# RECORDS FOR THE TASK
- Opening Delimiter -

PR #1442, opened 2024-11-18
feature: add movie name to movie provider

hardikSinghBehl:
This PR adds the below method to the existing movie provider:

- `new Faker().movie().name();`

Functionality has been validated and tested locally.


asolntsev (approved):

bodiam:
Nice one, thanks!

PR #1450, opened 2024-11-21
feat: add italian id number generator

cbxp:


asolntsev (approved):

src/main/java/net/datafaker/idnumbers/LatinLetters.java
```diff
@@ -0,0 +1,21 @@
...
+
+    private static final char[] VOWELS = {'A', 'E', 'I', 'O', 'U', 'Y'};
+
+    static boolean isConsonant(int c) {
+        return isConsonant((char) c);
+    }
+
+    static boolean isConsonant(char c) {
+        return Arrays.binarySearch(VOWELS, c) < 0;
+    }
```
kingthorin, line 15: Is this actually faster than using a `List` (`List.of`) and `.contains()`?

cbxp: @kingthorin Thanks, fixed. Now using `Set`.

asolntsev (approved):

src/main/resources/META-INF/services/net.datafaker.idnumbers.IdNumberGenerator
```diff
@@ -5,6 +5,7 @@ net.datafaker.idnumbers.ChineseIdNumber
 net.datafaker.idnumbers.EstonianIdNumber
 net.datafaker.idnumbers.FrenchIdNumber
 net.datafaker.idnumbers.GeorgianIdNumber
+net.datafaker.idnumbers.ItalianIdNumber
```
kingthorin, line 8: ?

kingthorin (approved):

PR #1452, opened 2024-11-24
Add argentina zipcodes

Jonathan-Zollinger:
# Overview
replaces the current 4-digit generator with an exhaustive list of argentine zip codes. I also noted that `es-AR` wasn't included in the list of locales in the README, so I added it there. 

# Points to consider
Argentine zip codes use preface 4 digits with an iso code, or a state abbreviation. This change includes that letter with the zip code such that each zip code provided is an actual zip code used in argentina. These can be found at https://postalcodes.azinfoportal.com/argentina/

# Test coverage
I added a new test which iterates through all 4025 new zip codes and validates that they're all formatted with an expected letter followed by 4 digits. I'm not sure how much more to test than that. 

calling `./mvnw clean test` from root runs w/ no errors. `./mvnw clean install` fails when it attempts to sign 4 files, which makes sense since I'm not expecting to sign any files. please correct me if that's wrong.


Jonathan-Zollinger:
closing this since i was missing some commits and this is getting sloppy. will resubmit a new PR

PR #1457, opened 2024-11-29
add new Canadian area code 942

asolntsev:
942 is a new area code to be introduced in 2025, see https://www.newswire.ca/news-releases/new-area-code-942-to-be-introduced-in-ontario-in-2025-817201718.html


kingthorin:
#Thanks!

PR #1458, opened 2024-12-03
swedish ssn symbol depends on birthday date of person

TrueJacobG:
If a person is older than 100 years, their SSN should have a "+" as the separator.

I found that when I was using datafaker and it sometimes creates SSNs that look like "000229+XXXX," which is an invalid SSN because February 29 did not exist in the year 1900.

more info: https://swedish.identityinfo.net/personalidentitynumber

### DIFF
--- a/src/main/java/net/datafaker/idnumbers/SwedenIdNumber.java
+++ b/src/main/java/net/datafaker/idnumbers/SwedenIdNumber.java
@@ -46,7 +46,7 @@ public class SwedenIdNumber implements IdNumberGenerator {
     }
 
     private String generateSymbol(LocalDate date){
-        return isYearOver100YearsAgo(date.toString().substring(0, 4)) ? "+" : "-";
+        return isYearOver100YearsAgo(date.toString().substring(0, 4), LocalDate.now()) ? "+" : "-";
     }
 
     public static String generateEndPart(BaseProviders f) {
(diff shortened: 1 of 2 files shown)


src/main/java/net/datafaker/idnumbers/SwedenIdNumber.java
```diff
@@ -39,12 +39,16 @@ public PersonIdNumber generateValid(BaseProviders f, IdNumber.IdNumberRequest re
         LocalDate birthday = birthday(f, request);
         String end = generateEndPart(f);
         String basePart = DATE_TIME_FORMATTER.format(birthday)
-            + f.options().option(PLUS_MINUS)
+            + generateSymbol(birthday)
```
asolntsev, line 42: Is the initial problem really solved here?
Now you generate the right symbol (`-` or `+`), but the date still may be `**0229+*****`.

asolntsev (changes requested):

src/main/java/net/datafaker/idnumbers/SwedenIdNumber.java
TrueJacobG: It's nothing incorrect with **0229+****, because 29th of February happend in few years. The incorrect value was 000229+****, because there was no 29th of February in 1900.

src/main/java/net/datafaker/idnumbers/SwedenIdNumber.java
```diff
@@ -91,19 +95,48 @@ public static boolean isValidSwedishSsn(String ssn) {
...
+        }
+
+        if (!ChronoField.DAY_OF_MONTH.range().isValidIntValue(Integer.parseInt(dateString.substring(4)))) {
+            return true;
+        }
+
+        char symbol = ssn.charAt(6);
+
+        if (symbol == '+') {
+            dateString = "19" + dateString;
```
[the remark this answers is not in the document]
TrueJacobG: Yeah, you're right that's way better!

but, in fact this is a problem of swedish SSN itself. The format is not ready for 22 century so it will eventually break in the future (or rather ssn format will got change in the future).

src/main/java/net/datafaker/idnumbers/SwedenIdNumber.java
asolntsev: 1. Method `isYearOver100YearsAgo` expects year number in the first argument. But it's named `date` (not `year`), and you pass `dateString` in line 120 (`isYearOver100YearsAgo(dateString, ...`).

2. 
This code:
```java
    @RepeatedTest(1000)
    void swedishSsn_containsPlus_forPersonsOlderThan100Years() {
        PersonIdNumber person = new SwedenIdNumber().generateValid(new Faker(), new IdNumber.IdNumberRequest(123, 125, ANY));
        assertThat(person.idNumber()).contains("+");
        assertThat(SwedenIdNumber.isValidSwedishSsn(person.idNumber())).as(person.idNumber()).isTrue();
    }
```

still can generate invalid IDs, e.g. `991207+4219`, `991224+0851` or `991207+5430`.

TrueJacobG: Fixed it!

also 991207+4219, 991224+0851 and 991207+5430 they are valid SSNs. For ssn validation logic I recommend using https://swedish.identityinfo.net/personalidentitynumber/validate?number=991207%2B4219

asolntsev (approved):

asolntsev:
@TrueJacobG Thank you, merged!

PR #1460, opened 2024-12-06
simplify few tests

asolntsev:
I see that `@ParametrizedTest` may be over-used. It causes "IFs" and logic in tests trying to handle all given values.

Sometimes it's better to just write plain old test without any IFs.


kingthorin (approved):

kingthorin:
Thanks!

PR #1465, opened 2024-12-13
Respect arg types while looking for method for expressions

### LINKED ISSUE #1463: `number_between` for integers returns doubles from time to time
**Describe the bug**
This is a regression issue. It's not reproduced on `2.4.11`, but reproduced from time to time on `2.4.2`. Most likely it is caused by this commit: https://github.com/datafaker-net/datafaker/commit/f073184da3b743e4cc0faa05d540196baa99ac89.

**To Reproduce**
```java
import net.datafaker.Faker;

public class Main
{
    {
        Faker faker = new Faker();
        String result = faker.expression("#{number.number_between '1000','1000'}");
        System.out.printf(result);
    }
}
```

**Expected behavior**
The result should be '1000', but it is '1000.0' from time to time.

**Versions:**
 - OS: any
 - JDK: no correlation detected
 - Faker Version: `2.4.2`

**Additional context**
The methods order is preserved when they are returned from class: https://github.com/datafaker-net/datafaker/blob/abdecbc048b2c26c766d91edbf32ff954073f2d4/src/main/java/net/datafaker/service/FakeValuesService.java#L964
But then they are stored in HashMap with unpredictable order: https://github.com/datafaker-net/datafaker/blob/abdecbc048b2c26c766d91edbf32ff954073f2d4/src/main/java/net/datafaker/service/FakeValuesService.java#L966
I see 2 possible solutions:
- rely on method order in the class and use ordered collections to keep sequence - fragile
- improve the algorithm to distinguish double-s vs long-s vs int-s, and search for the method in priority starting from best matching type: e.g. 10 -> int, 10000000000 -> long, 10.0 -> double

snuyanzin:
This will fix #1463

### DIFF
--- a/src/test/java/net/datafaker/FakerTest.java
+++ b/src/test/java/net/datafaker/FakerTest.java
@@ -162,7 +162,9 @@ class FakerTest extends AbstractFakerTest {
         assertThat(faker.expression("#{letterify '????','true'}")).matches("[A-Z]{4}");
         assertThat(faker.expression("#{templatify '????','?','1','2','q','r'}")).matches("([12qr]){4}");
         assertThat(faker.expression("#{Name.first_name} #{Name.first_name} #{Name.last_name}")).matches("[a-zA-Z']+ [a-zA-Z']+ [a-zA-Z']+");
-        assertThat(faker.expression("#{number.number_between '1','10'}")).matches("[1-9](\\.[0-9]+)?");
+        assertThat(faker.expression("#{number.number_between '1','10'}")).matches("[1-9]([0-9]+)?");
+        assertThat(faker.expression("#{number.number_between '1','10.0'}")).matches("[1-9](\\.[0-9]+)?");
+        assertThat(faker.expression("#{number.number_between '1.0','10'}")).matches("[1-9](\\.[0-9]+)?");
         assertThat(faker.expression("#{color.name}")).matches("[a-z\\s]+");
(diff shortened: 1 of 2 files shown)


src/test/java/net/datafaker/FakerTest.java
```diff
@@ -162,7 +162,9 @@ void expression() {
         assertThat(faker.expression("#{letterify '????','true'}")).matches("[A-Z]{4}");
         assertThat(faker.expression("#{templatify '????','?','1','2','q','r'}")).matches("([12qr]){4}");
         assertThat(faker.expression("#{Name.first_name} #{Name.first_name} #{Name.last_name}")).matches("[a-zA-Z']+ [a-zA-Z']+ [a-zA-Z']+");
-        assertThat(faker.expression("#{number.number_between '1','10'}")).matches("[1-9](\\.[0-9]+)?");
+        assertThat(faker.expression("#{number.number_between '1','10'}")).matches("[1-9]([0-9]+)?");
```
asolntsev, line 165: I think this regex can be simplified: `[1-9]\\d*`  @snuyanzin

asolntsev (approved):

src/test/java/net/datafaker/FakerTest.java
snuyanzin: thanks, done

valfirst (approved):

Issue #1176, opened 2024-04-26
Provide Stream output for transformers


snuyanzin:
The problem with current method like `net.datafaker.transformations.JsonTransformer#generate(net.datafaker.transformations.Schema<IN,?>, int)`
it generates the whole `String` and then returns it. As a result for bigger numbers it consumes larger amount of memory and e.g.
such test fails with OutOfMemory
```java
@Test
    void test2() {
        BaseFaker faker = new BaseFaker(new Random(10L));
        Schema<Object, ?> schema = Schema.of(
            field("Text", () -> faker.name().firstName()),
            field("Bool", () -> faker.name().lastName())
        );

        JsonTransformer<Object> transformer = JsonTransformer.builder().build();
        String json = transformer.generate(schema, 50_000_000);
        System.out.println(json);
    }
```

There is not so much we can do about this method since anyway with such approach we need somehow to store that giant string value.

Another approach is instead of generation the final string value we could generate a stream of values and return it.

snuyanzin:
partially covered with https://github.com/datafaker-net/datafaker/pull/1177
however not all formats are supported yet

RVRhub:
Do I understand correctly that this proposal suggests implementing a solution similar to the one used for JsonTransformer, but also for:
 - XmlTransformer
 - JavaObjectTransformer
 - SqlTransformer

snuyanzin:
yes you are right

gatear:
My PR covers the SQL transformer support
https://github.com/datafaker-net/datafaker/pull/1264

gatear:
Also a PR for JavaObjectTransformer https://github.com/datafaker-net/datafaker/pull/1313

PR #1468, opened 2024-12-15
Add write to output stream

snuyanzin:
This is the next step after https://github.com/datafaker-net/datafaker/issues/1176 (some formats are already supporting streaming).

Now it would make sense to add ability to write data to output streams (in tests there is an example with files).

Currently supported for json, sql, csv


src/main/java/net/datafaker/transformations/CsvTransformer.java
```diff
@@ -111,13 +113,13 @@ public String generate(Schema<IN, ?> schema, int limit) {
     @Override
     public String getStartStream(Schema<IN, ?> schema) {
         StringBuilder sb = new StringBuilder();
-        generateHeader(null, sb);
+        generateHeader(schema, sb, false);
```
snuyanzin, line 116: suddenly it was an uncovered bug leading to NPE 🙈

src/main/java/net/datafaker/transformations/JavaObjectTransformer.java
```diff
@@ -138,6 +139,11 @@ public Stream<Object> generateStream(final Schema<Object, ?> schema, long limit)
                 .limit(limit);
     }
 
+    @Override
+    public void writeToOutputStream(OutputStream outputStream, Schema<Object, ?> schema, long limit) {
+        throw new UnsupportedOperationException("Not implemented yet");
```
snuyanzin, line 144: not sure how it should look like in this case

kingthorin: I think this is fine for now.

Maybe add some JavaDoc as well.

snuyanzin: added a comment for that

src/main/java/net/datafaker/transformations/Transformer.java
```diff
@@ -29,18 +32,24 @@ default String getElementSeparator() {
...
-
     default Stream<OUT> generateStream(final Schema<IN, ?> schema, long limit) {
         Item item = new Item(0);
         return Stream.generate(() -> {
             StringBuilder res = new StringBuilder();
             if (item.current == 0) {
-                res.append(getStartStream(schema)).append(getLineSeparator());
+                final String startStream = getStartStream(schema);
+                if (startStream != null) {
+                    res.append(getStartStream(schema)).append(getLineSeparator());
```
kingthorin, line 42: Why bother with the intermediate store? Why not just call the method in the condition? (Esp since it's called again to append anyway)

kingthorin: Or do it like the end one and use it for the append 😉

src/main/java/net/datafaker/transformations/XmlTransformer.java
```diff
@@ -55,12 +55,12 @@ public CharSequence generate(Schema<IN, ?> schema, int limit) {
...
     @Override
     public String getStartStream(Schema<IN, ?> schema) {
-        throw new UnsupportedOperationException();
+        return null;
     }
 
     @Override
     public String getEndStream() {
-        throw new UnsupportedOperationException();
+        return null;
```
kingthorin, line 63: Wouldn't it be better to return empty string?

src/main/java/net/datafaker/transformations/Transformer.java
snuyanzin: seems forgot about this, thanks

src/main/java/net/datafaker/transformations/XmlTransformer.java
snuyanzin: that's where I'm still not sure, empty string also might be ok here

kingthorin: In both cases

L58 too

kingthorin: Sorry for some reason I was only seeing one changed. (Maybe I looked at a single commit vs the whole change set 🤷‍♂️)

kingthorin (approved):

src/main/java/net/datafaker/transformations/XmlTransformer.java
snuyanzin: no problem, thanks for the feedback

PR #1473, opened 2024-12-30
Fix 'since' version for Dota2 provider

valfirst:
Commit for reference: https://github.com/datafaker-net/datafaker/commit/26e75e390d1d35dcad82822e1aa61b19c0122a93


kingthorin:
Doesn't this actually suggest 2.4.2? (Since it seems to show between 2.4.1 and 2.4.2)
image

valfirst:
@kingthorin 'since' define the first version the provider is available from
Screenshot 2024-12-31 at 12 57 23

kingthorin:
Thanks!

kingthorin (approved):

PR #1490, opened 2025-01-27
Added support for generating Latvian id number

cbxp:
* We support two formats: old (before 01.07.2017) and new (since 01.07.2017)
* For generating invalid ID numbers, we use only the old format (for simplicity)

### DIFF
--- a/src/main/java/net/datafaker/idnumbers/LatvianIdNumber.java
+++ b/src/main/java/net/datafaker/idnumbers/LatvianIdNumber.java
@@ -58,7 +58,7 @@ public class LatvianIdNumber implements IdNumberGenerator {
             case 18 -> 0;
             case 19 -> 1;
             case 20 -> 2;
-            default -> throw new IllegalStateException("Too far in future: " + birthYear);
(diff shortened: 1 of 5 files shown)


src/main/java/net/datafaker/idnumbers/LatvianIdNumber.java
```diff
@@ -0,0 +1,77 @@
...
+            centuryDigit(birthday.getYear()) +
+            faker.number().digits(3);
+    }
+
+    static int centuryDigit(int birthYear) {
+        return switch (birthYear / 100) {
+            case 18 -> 0;
+            case 19 -> 1;
+            case 20 -> 2;
+            default -> throw new IllegalStateException("Too far in future: " + birthYear);
```
snuyanzin, line 61: nit: i guess in case of year 1700 it will fail with `Too far in future: 1700` which doesn't sound like true

cbxp: Thanks, error message improved.

asolntsev (approved):

snuyanzin (approved):

PR #1492, opened 2025-01-28
fix flaky CustomFakerTest

asolntsev:


kingthorin (commented):
Why do we want 3million operations vs 100?

asolntsev:
> ~Why~ Do we really want 3million operations vs 100?

:)

No-no, I added `@RepeatedTest(10_000)` temporary - just to be sure that my change stably fixes the problem.
The actual fix is to change "100" to "300".

kingthorin (commented):
Thanks

PR #1504, opened 2025-02-26
Added Uzbek locale support with uz.yml and _UZ.yml

jahong1r-t:
I’ve added the uz.yml and _UZ.yml files with localized data for Uzbek (names, addresses, phone numbers, etc.) and updated README.md. Tests confirmed that the data loads correctly (e.g., names like "Ali", addresses like "Toshkent"). Let me know if you need any further adjustments!

### DIFF
--- a/README.md
+++ b/README.md
@@ -539,6 +539,7 @@ In the example above,
 * tr (Turkish)
 * th_TH (language: Thai, country: Thailand)
 * uk_UA (language: Ukrainian, country: Ukraine)
+* uz (language: Uzbek, country: Uzbekistan)
 * vi_VN (language: Vietnamese, country: Vietnam)
 * zh_CN (language: Chinese, country: China)
 * zh-TW (language: Chinese, country: Taiwan)
--- a/src/main/java/net/datafaker/providers/base/Locality.java
+++ b/src/main/java/net/datafaker/providers/base/Locality.java
@@ -22,7 +22,7 @@ public class Locality extends AbstractProvider<BaseProviders> {
         "_jp",
         "_il", "_in",
         "_kr",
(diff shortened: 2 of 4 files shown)


asolntsev (approved):

README.md
```diff
@@ -539,6 +539,7 @@ In the example above,
 * tr (Turkish)
 * th_TH (language: Thai, country: Thailand)
 * uk_UA (language: Ukrainian, country: Ukraine)
+* uz (language: Uzbek, country: Uzbekistan)
```
snuyanzin, line 542: This line seems to be incorrect
if you look at others then letters before underscore mean language and after country name.
In your case there is only a part before underscore, then only language should be in parenthesis (similar to `tr (Turkish)` above)

jahong1r-t: Ok, I'll fix that.

jahong1r-t: I updated the readme file. I changed uz (language: Uzbek, country: Uzbekistan) to uz (Uzbek)

README.md
```diff
@@ -95,53 +98,80 @@ $5 ==> "Vernie Schmidt"
...
+expression("#{regexify '[a-z]{4,10}'}"); // wbevoa
+faker.
+
+expression("#{options.option '23','2','5','$','%','*'}"); // *
+faker.
+
+expression("#{date.birthday 'yy DDD hh:mm:ss'}"); // 61 327 08:11:45
+faker.
+
+expression("#{csv '1','name_column','#{Name.first_name}','last_name_column','#{Name.last_name}'}");
```
snuyanzin, line 124: Hmm...
I'm pretty sure all these and most of other changes have nothing to do with the actual PR description. Please stick only to those changes which are solving the issue mentioned in PR description. If some other things should be changed we can discussed it in separate PRs

snuyanzin (approved):

PR #1510, opened 2025-03-02
Added ARM support to the build to see if that has performance benefits.

bodiam:
Inspired by [this post on LinkedIn](https://www.linkedin.com/posts/laurentbroudoux_arm-activity-7295081454189891586-t6yy?utm_source=social_share_send&utm_medium=member_desktop_web&rcm=ACoAAAC299sBAspEXK7yi4HueOvVFeTyVEHeFts,) I tried moving to ARM as well (See [ARM support for Github runners](https://docs.github.com/en/actions/using-github-hosted-runners/using-github-hosted-runners/about-github-hosted-runners#standard-github-hosted-runners-for-public-repositories)) to see if this speeds things up. It seems it doesn't?

### DIFF
--- a/.github/workflows/build.yml
+++ b/.github/workflows/build.yml
@@ -24,7 +24,7 @@ jobs:
     strategy:
       matrix:
         java-version: [ 17, 21, 23 ]
-        runs-on: [ ubuntu-latest, macos-latest, windows-latest ]
+        runs-on: [ ubuntu-latest, ubuntu-24.04-arm, macos-latest, windows-latest ]
     name: Jdk ${{ matrix.java-version }}, os ${{ matrix.runs-on }}
     runs-on: ${{ matrix.runs-on }}
     steps:


bodiam:
Well, that's odd:

```
 Jdk 17, os ubuntu-24.04-arm
succeeded Mar 2, 2025 in 1m 49s 
```

https://github.com/datafaker-net/datafaker/actions/runs/13614876518/job/38056657086?pr=1510

```
Jdk 17, os ubuntu-latest
succeeded Mar 2, 2025 in 1m 49s 
```

https://github.com/datafaker-net/datafaker/actions/runs/13614876518/job/38056657271?pr=1510#logs

Am I missing something?

snuyanzin:
I guess in your case you need to pay attention only to `Build with Maven` step
in case of `ubuntu-latest` - 1m 10s
in case of `ubuntu-24.04-arm` - 1m 28s

it is worth to note that in case of `ubuntu-latest` we run tests for one dummy downstream project to be able to catch issues with jars which is impossible to catch within datafaker ci. There is no need to run it for every os, so only one was selected

bodiam:
The ARM wasn't supposed to be slower. Perhaps the performance gain was more applicable to them than to us. I'll run it a few more times, see if it happens, or merge it in, so we can see if it does anything.

PR #1520, opened 2025-03-24
Use `allowZeroInvocations` junit feature instead of a WA

snuyanzin:
At some point of time there was introduced a work around for the case when parameterized test input is empty.
Since junit 5.12.x there is a special annotation flag for that, so just replacing old workaround with this flag usage.

Edit: Original intro was here: https://github.com/datafaker-net/datafaker/pull/677


kingthorin (approved):
Thanks!

PR #1530, opened 2025-04-06
[refactor] extract picking a random enum value to method `RandomService.nextEnum()`

asolntsev:


89snake89:
Hi Everyone
When 2.4.3 release planned ?

src/main/java/net/datafaker/service/RandomService.java
```diff
@@ -116,6 +116,11 @@ public byte[] nextRandomBytes(int numberOfBytes) {
         return randomBytes;
     }
 
+    public <T extends Enum<T>> T nextEnum(Class<T> klass) {
```
bodiam, line 119: Since this is now a public method, would it be possible to add a unit test for this?

src/main/java/net/datafaker/service/RandomService.java
```diff
@@ -116,6 +116,11 @@ public byte[] nextRandomBytes(int numberOfBytes) {
...
+        T[] enumConstants = klass.getEnumConstants();
```
snuyanzin, line 120: there is already existing method with similar code https://github.com/datafaker-net/datafaker/blob/646a3f91892c8d7d1bc073a6d105c5c51358c429/src/main/java/net/datafaker/providers/base/Options.java#L146-L149

probably it doesn't have obvious name since it is not the first time there is a PR with another method like that..
How about making one of them reusing another?

src/main/java/net/datafaker/service/RandomService.java
asolntsev: @bodiam Thanks, added the tests.

src/test/java/net/datafaker/service/RandomServiceTest.java
```diff
@@ -145,6 +153,36 @@ void testDefaultHex(RandomService randomService) {
...
+    })
+    void predictableEnum(int seed, Ring expected1, Ring expected2, Ring expected3, Ring expected4, Ring expected5) {
+        RandomService randomService = new RandomService(new Random(seed));
+        assertThat(List.of(
+            randomService.nextEnum(Ring.class),
+            randomService.nextEnum(Ring.class),
+            randomService.nextEnum(Ring.class),
+            randomService.nextEnum(Ring.class),
+            randomService.nextEnum(Ring.class)
+        )).isEqualTo(List.of(expected1, expected2, expected3, expected4, expected5));
```
snuyanzin, line 181:
```suggestion
        )).containsExactly(expected1, expected2, expected3, expected4, expected5);
```

src/test/java/net/datafaker/service/RandomServiceTest.java
```diff
@@ -145,6 +153,36 @@ void testDefaultHex(RandomService randomService) {
         assertThat(randomService.hex()).matches("^[0-9A-F]{8}$");
     }
 
+    @Test
+    void nextEnum() {
+        RandomService randomService = new RandomService();
+        Set<Ring> all = new HashSet<>();
```
snuyanzin, line 159:
```suggestion
        Set<Ring> all = new EnumSet<>();
```

src/test/java/net/datafaker/service/RandomServiceTest.java
asolntsev: thanks, done.

src/test/java/net/datafaker/service/RandomServiceTest.java
asolntsev: thanks, done.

- Closing Delimiter -

# WORK ITEM
Respond with one number, namely the count of lines in the entries above that hold the word "feature".

# COMPLETED TASK
2